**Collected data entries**
- - -

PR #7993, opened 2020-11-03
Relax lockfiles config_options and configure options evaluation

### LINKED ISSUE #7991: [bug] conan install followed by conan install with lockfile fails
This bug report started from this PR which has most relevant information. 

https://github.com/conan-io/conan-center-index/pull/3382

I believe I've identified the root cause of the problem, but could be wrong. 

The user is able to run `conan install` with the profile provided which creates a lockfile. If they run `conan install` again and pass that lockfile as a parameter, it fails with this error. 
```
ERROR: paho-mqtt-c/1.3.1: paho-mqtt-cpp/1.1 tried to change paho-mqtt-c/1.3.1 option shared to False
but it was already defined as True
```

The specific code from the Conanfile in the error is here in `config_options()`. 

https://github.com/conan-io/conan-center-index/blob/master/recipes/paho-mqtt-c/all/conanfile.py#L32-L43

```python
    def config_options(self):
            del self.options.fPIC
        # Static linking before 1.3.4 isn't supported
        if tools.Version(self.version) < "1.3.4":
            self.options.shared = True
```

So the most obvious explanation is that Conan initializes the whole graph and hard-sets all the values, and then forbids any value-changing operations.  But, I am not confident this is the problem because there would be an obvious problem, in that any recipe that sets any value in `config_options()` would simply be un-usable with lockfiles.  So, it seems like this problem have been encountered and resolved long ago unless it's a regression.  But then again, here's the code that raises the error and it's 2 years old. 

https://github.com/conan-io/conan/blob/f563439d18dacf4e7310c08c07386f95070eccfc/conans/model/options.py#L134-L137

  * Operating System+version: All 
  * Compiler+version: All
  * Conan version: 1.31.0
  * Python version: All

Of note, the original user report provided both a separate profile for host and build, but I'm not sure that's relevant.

- - -

Each line of the data must be retyped exactly as written.

**Reply**
PR #7993, opened 2020-11-03
Relax lockfiles config_options and configure options evaluation

### LINKED ISSUE #7991: [bug] conan install followed by conan install with lockfile fails
This bug report started from this PR which has most relevant information. 

https://github.com/conan-io/conan-center-index/pull/3382

I believe I've identified the root cause of the problem, but could be wrong. 

The user is able to run `conan install` with the profile provided which creates a lockfile. If they run `conan install` again and pass that lockfile as a parameter, it fails with this error. 
```
ERROR: paho-mqtt-c/1.3.1: paho-mqtt-cpp/1.1 tried to change paho-mqtt-c/1.3.1 option shared to False
but it was already defined as True
```

The specific code from the Conanfile in the error is here in `config_options()`. 

https://github.com/conan-io/conan-center-index/blob/master/recipes/paho-mqtt-c/all/conanfile.py#L32-L43

```python
    def config_options(self):
            del self.options.fPIC
        # Static linking before 1.3.4 isn't supported
        if tools.Version(self.version) < "1.3.4":
            self.options.shared = True
```

So the most obvious explanation is that Conan initializes the whole graph and hard-sets all the values, and then forbids any value-changing operations.  But, I am not confident this is the problem because there would be an obvious problem, in that any recipe that sets any value in `config_options()` would simply be un-usable with lockfiles.  So, it seems like this problem have been encountered and resolved long ago unless it's a regression.  But then again, here's the code that raises the error and it's 2 years old. 

https://github.com/conan-io/conan/blob/f563439d18dacf4e7310c08c07386f95070eccfc/conans/model/options.py#L134-L137

  * Operating System+version: All 
  * Compiler+version: All
  * Conan version: 1.31.0
  * Python version: All

Of note, the original user report provided both a separate profile for host and build, but I'm not sure that's relevant.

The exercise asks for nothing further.